The economy is in flux and new technology changes the way we live at a faster pace every day. Some college students are re-evaluating their commitment to a college degree and the ways they’d like to achieve it – if they are interested in completing it at all. Being linked by the Internet and social media has drawn us closer together, but it also has created upheaval in the way we think about our career paths, and how best to walk them. We are in an era of tremendous possibilities, but sometimes so many choices can be stressful or confusing.
The Cost of Higher Education
Although there are more majors and programs of study available than ever before, the cost of college is also higher than it has ever been. In 2017-2018, the average cost of two semesters at an in-state public college was over $25,000. If you think that’s high, attending a private school can amount to even more – anywhere between $35,000 and $50,000. And that’s just for tuition and student fees; it does not include housing, campus meal plans, supplies, activity dues, and transportation to and from campus. Students who undertake specialized programs that involve specialized skill acquisition, such as flight training, can rack up student loans in the six figures. According to a July 2018 survey by Cengage, students find paying for certain aspects of college life (like books) more stressful than coming up with funds for food or rent.
How did this happen?
The root of the problem lies in good intentions. Most children born in the 1970s and beyond were intensely encouraged to shun the trades and enter college, assured that college graduates tend to make more money than those who don’t.

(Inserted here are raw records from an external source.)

PR #343, opened 2024-03-27
Split logged losses in boundary-transport and interior losses

### LINKED ISSUE #340: Logged "losses" now comprises of "boundary losses" and "unaccounted water"
I just ran the example floodcase again, and noticed the new logging behaviour from #305. I was surprised and worried to see `Lost moisture: 52.00%.`

Upon inspection of the code, I realized that the "lost moisture" now contains both "boundary losses" and "unaccounted water". I think this is slightly confusing: boundary losses are expected and nothing to worry about, even if it's a really high value. Whereas large amounts of unaccounted water is definitely a reason for concern.

Should we split them again?

Peter9192:
Closes #340 

Now the (last) output of the sample run is:
```
2021-07-01 00:00:00 - Tracked moisture: 44.38%. Tagged in atmosphere: 3.63%. Boundary transport: 52.00%. Lost moisture: 0.00%. Gained moisture: 0.00%. Tagging closure: 100.00%. Time since start: 248.96s, RAM: 63.20 MB
2021-07-01 00:00:00 - Writing output to file /home/peter/wam2layers/floodcase_202107/output_data/backtrack_2021-07-01T00-00.nc
Experiment complete.
```

### DIFF
--- a/src/wam2layers/utils/profiling.py
+++ b/src/wam2layers/utils/profiling.py
@@ -35,6 +35,7 @@ class ProgressTracker:
         self.tracked = 0
         self.lost_water = 0
         self.gained_water = 0
+        self.boundary_transport = 0
         self.store_intermediate_states(output)
         self.profile = Profiler()
         self.stability_correction_previous_grid = 0.0
@@ -47,14 +48,21 @@ class ProgressTracker:
         don't lose accumulations from previous outputs.
         """
         totals = output.sum()
+
         if self.mode == "backtrack":
             self.tracked += totals["e_track"]
             self.total_tagged_moisture += totals["tagged_precip"]
         else:  # mode is forwardtrack
             self.tracked += totals["p_track_lower"] + totals["p_track_upper"]
             self.total_tagged_moisture += totals["tagged_evap"]
+
+        # Don't include boundary losses in log messages
+        interior_losses = output.losses[1:-1, 1:-1].sum()
+        boundary_transport = totals["losses"] - interior_losses
+
+        self.lost_water += interior_losses
+        self.boundary_transport += boundary_transport
         self.gained_water += totals["gains"]
-        self.lost_water += totals["losses"]
 
     def print_progress(self, t, output):
         """Print some useful runtime diagnostics."""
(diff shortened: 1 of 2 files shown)


src/wam2layers/utils/profiling.py
```diff
@@ -47,14 +48,21 @@ def store_intermediate_states(self, output):
...
+
         if self.mode == "backtrack":
             self.tracked += totals["e_track"]
             self.total_tagged_moisture += totals["tagged_precip"]
         else:  # mode is forwardtrack
             self.tracked += totals["p_track_lower"] + totals["p_track_upper"]
             self.total_tagged_moisture += totals["tagged_evap"]
+
+        # Don't include boundary losses in log messages
+        interior_losses = output.losses[1:-1, 1:-1].sum()
```
BSchilperoort, line 60: As you use a simple mask to split interior/boundary, I guess this means that you can theoretically overestimate "boundary losses" and underestimate interior losses :thinking: 
But that's probably more of an academic point and doesn't really matter in practice.

BSchilperoort (approved):
Nice simple fix for this issue! :+1:

src/wam2layers/utils/profiling.py
ruudvdent: I rather include both in the log messages, so that a user can see what's happening.

ruudvdent (approved):

BSchilperoort:
In the output file there is the variable "Lost moisture". This is including boundary-transport, right?

So perhaps it's better to clarify that the `Lost moisture:` in the log file represents only internal losses.

Peter9192:
> As you use a simple mask to split interior/boundary, I guess this means that you can theoretically overestimate "boundary losses" and underestimate interior losses 🤔
> But that's probably more of an academic point and doesn't really matter in practice.

Indeed, the decision to combine them was made in #305.

> In the output file there is the variable "Lost moisture". This is including boundary-transport, right?

yes

> So perhaps it's better to clarify that the `Lost moisture:` in the log file represents only internal losses.
 
I considered logging "boundary losses" and "interior losses", but decided against it to keep the contrast between losses and gains.

We can reconsider all these points, but I will merge this for now as I think it is already a good improvement and it fixes #340

PR #346, opened 2024-03-27
Rename `target_frequency` to `timestep` and move it to core computations

Peter9192:
This PR renames the configuration parameter `target_frequency` to `timestep`. This name is more recognizable as it is one of the key variables in any model. 

Additionally, the location where this parameter is used is changed. Before, we used to apply it once in the `change_units` function, such that everywhere else in the code, the fluxes represented accumulated quantities in units of m3. Now,  the timestep is applied in the core computation routines, i.e. $\partial S / \partial t = F$ is implemented as $S^{t+1} = S^t + \Delta t * F$. In my opinion, this makes it much easier to see how the formula on paper is related to the implementation in the code.


BSchilperoort (approved):
Nice work, it all looks good to me!

Issue #323, opened 2024-02-14
Preprocessing vs tracking


Peter9192:
Currently we are doing some things in the tracking module that would fit better with the preprocessing. For example, changing the units. Most importantly, I think it makes sense for all fluxes, including precip and evap, to be fed into the tracking code as "rates", i.e. units m3/s, instead of accumulations. Then,

* The tracking code will be independent of the frequency of the input data
* The time step used in tracking can be incorporated in the numerical integration step

Since this affects the backward compatibility of preprocessed data created with older versions of WAM2layers, ideally this should be decided upon and implemented before the V3 release.

ruudvdent:
After discussion with @Peter9192 and @BSchilperoort 

- preprocessing is already in rates and standard units like [kg m-2 s-1] for E and P, and [kg m-1 s-1] for F 
- next step would be to investigate if we can drop to conversion to m3 in the tracking completely. Tracking in mass is still preferred from a point of view of following with happens, e.g., loss calculations, which would be cumbersome when tracking concentrations. Major consequence would be that the accumulated output E_track and P_track would also be in other units: [kg m-2}.

PR #349, opened 2024-03-27
Calculate with kgs instead of m3

Peter9192:
This PR changes the internal calculation units to kgs. The division by density of liquid water was not necessary and unnecessarily complicates the code as well as the description in the paper. Also, m3s are hard to interpret. Kgs are easier to convert back to kg/m3 or mm.


Peter9192:
Test difference is exactly a factor 1000:

image
image

Peter9192:
From https://github.com/WAM2layers/WAM2layers/issues/323#issuecomment-1948147556
> next step would be to investigate if we can drop to conversion to m3 in the tracking completely. Tracking in mass is still preferred from a point of view of following with happens, e.g., loss calculations, which would be cumbersome when tracking concentrations. Major consequence would be that the accumulated output E_track and P_track would also be in other units: [kg m-2}.

So far I have only dropped the division by density. We still multiply by area though in the `change_units` function. That means that we are now calculating in [kg]s. Alternatively, we could calculate in [kg m-2].

Advantages: 

* The output values would be in units of [kg m-2] as well, as suggested by Ruud in the quote above. This is more interpretable than bare kgs
* It is consistent with other literature; e.g. [trenberth 1995](https://doi.org/10.1175/1520-0442(1995)008%3C2255:EOTGAM%3E2.0.CO;2) who define the "precipitable water" as the "vertical mass-weighted integral specific humidity", $w=\int q\rho dz = q\rho\Delta z = q\Delta p / g$, i.e. exactly what we are calculating in the pre-processing.
* We could skip the multiplication by area for precip, evap, s_upper and s_lower. 
* The multiplication by dx, dy in `change_units` would change to a division by the other. In maths, $F_{x,new} = F_{x,old}/A = q\rho\Delta y\Delta z/A = q\rho\Delta z/\Delta x = w/\Delta x$. In this way, the advection terms are more recognizable: $\nabla \cdot w = \partial w/\partial x + \partial w/\partial y$


Potential disadvantage:

*  In checking the closure of the moisture budget, we still need to multiply by the area, as the source and sink regions are associated with different grid cells, and thus different areas.

Peter9192:
Output is now in [kg m-2], i.e. roughly a factor 1e8 different wrt the [kg] units (grid cells of roughly 30 km * 30 km), or 1e5 different from the old units of [m3]. This can be seen from the test output:

```
Mismatched elements: 1301 / 1681 (77.4%)
Max absolute difference: 7511.107
Max relative difference: 700307.
```

Interestingly, after removing the conversion to mm from the visualization routines, the visualization tests pass again, so the output figures are exactly the same as before. 

Calculating in kg/m2 instead of kg introduces a difference in the vertical flux, as can be seen from the difference plot:

backtrack_diff

It looks like the convergence that's calculated as part of the vertical flux produces slightly different results. Possibly, this is due to slightly different Fx and Fy inputs caused by the stability correction. 

Due to this, the water balance no longer closes for the 2021 flood case. I now get 

```
2021-07-12 00:00:00 - Tracked moisture: 16.23%. Tagged in atmosphere: 92.21%. Boundary transport: 0.00%. Lost moisture: 0.00%. Gained moisture: 0.00%. Tagging closure: 108.44%. Time since start: 52.06s, RAM: 29.25 MB
```

Still looking into that.

ruudvdent:
> ```
> 2021-07-12 00:00:00 - Tracked moisture: 16.23%. Tagged in atmosphere: 92.21%. Boundary transport: 0.00%. Lost moisture: 0.00%. Gained moisture: 0.00%. Tagging closure: 108.44%. Time since start: 52.06s, RAM: 29.25 MB
> ```

That's weird, but I am not sure how this works now. The closure should be in absolute mass then, thus kg and not per unit area obviously. I think more than just Fx and Fy being slightly different is going on.

Peter9192:
The systematic pattern was already present upon the removal of density. So I think it's an artefact of the visualization, and not a systematic difference after all.

The closure of the moisture balance was due to an error on my sight. I corrected for the area in the balance calculations, but this is not necessary. My bad.

Peter9192:
Reverting the last commit gives a closed moisture balance. All problems solved.

I will close this in favour of a clean PR (#356)

PR #351, opened 2024-04-02
Move CI away from Conda

### LINKED ISSUE #348: Move CI to not use conda
Cartopy now has wheels available on PyPI (meaning that you can just use pip to install it, no conda needed, see #345).

This means that we also don't need micromamba on the CI, and can instead use pip.

We could also decide to use [uv](https://github.com/astral-sh/uv) to speed up the CI even more. This would just mean replacing any `pip` command with `uv pip`. 
For example, `uv pip install wam2layers[dev]`.

A complete install with `pip install uv; uv pip install wam2layers[complete]` took 36 s on my system (clean venv).
After removing that venv and doing `pip install wam2layers[complete]` in a new venv, it took 54 s.

BSchilperoort:
closes #348

### DIFF
--- a/.github/workflows/ci.yaml
+++ b/.github/workflows/ci.yaml
@@ -21,26 +21,28 @@ jobs:
     env:
       MPLBACKEND: Agg  # https://github.com/orgs/community/discussions/26434
     steps:
-      - uses: actions/checkout@v3
-      - uses: mamba-org/setup-micromamba@v1
+      - uses: actions/checkout@v4
+      - name: Set up Python ${{ matrix.python-version }}
+        uses: actions/setup-python@v4
         with:
-          environment-name: wamenv
-          create-args: >-
-            python=${{ matrix.python-version }}
-            cartopy
-          init-shell: bash
-      - name: Micromamba info
-        shell: bash -el {0}
+          python-version: ${{ matrix.python-version }}
+      - name: Python info
+        shell: bash -l {0}
         run: |
-          micromamba info
-      - name: Install dev dependencies
+          which python3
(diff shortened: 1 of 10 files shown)


.github/workflows/ci.yaml
```diff
@@ -21,26 +21,25 @@ jobs:
...
-          wam2layers --help
-        shell: bash -el {0}
-      - name: Run pytest
-        run: pytest --basetemp=tmp/
-        shell: micromamba-shell {0}
+          python3 -m pip install --upgrade pip
+      - name: Install WAM2Layers
+        run: |
+          python3 -m pip install .[dev]
+      - name: Run unit tests
```
Peter9192, line 40:
```suggestion
      - name: Run tests
```

.github/workflows/ci.yaml
```diff
@@ -11,7 +11,7 @@ on:
 jobs:
 
   build:
-    name: Micromamba test on (${{ matrix.python-version }}, ${{ matrix.os }})
+    name: Unit tests on (${{ matrix.python-version }}, ${{ matrix.os }})
```
Peter9192, line 14:
```suggestion
    name: Run tests on (${{ matrix.python-version }}, ${{ matrix.os }})
```

Peter9192 (approved):
Nice to get rid of mamba. Simpler = better. Most important tests are regression tests rather than unit tests :-)

Peter9192:
Shall we add a changelog entry for this as well?

BSchilperoort:
Thanks for the review, @Peter9192 !

PR #352, opened 2024-04-02
Add --version option

BSchilperoort:
Modeled after pip: https://github.com/pypa/pip/blob/02ad0f3ffd278aa0a856cb9d80e0425d36838d1a/src/pip/_internal/utils/misc.py#L76

To test, do:
`wam2layers --version`

This should display the version, along with where it was installed and the python version (useful for debugging).

We could consider adding this to the issue template


Peter9192 (approved):
Very nice! Can you add a changelog entry?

Societal pressure has also driven parents to guide their children to view their late teenage years as preparation for college, so that they will have had a successful high school career.
Most baby boomers either paid their own way through school, and back then online college wasn’t an option. They were eager to ease their children through the application and matriculation process. Given expectations from media, peers, teachers, and many employers, generations have grown up assuming they will go to college. They were taught that they cannot improve their financial situation without a degree.
Why Is College So Expensive?
The ultimate culprit for continuously rising college costs is, once again, good intentions. The Middle Income Student Assistance Act sought to assist the middle class in paying for a college education. Wealthy students could afford tuition outright, and poor students were eligible for scholarships (which middle class students were not). The 1978 legislation allowed students of any income level to apply for Pell Grants; which unlike student loans, do not have to be repaid.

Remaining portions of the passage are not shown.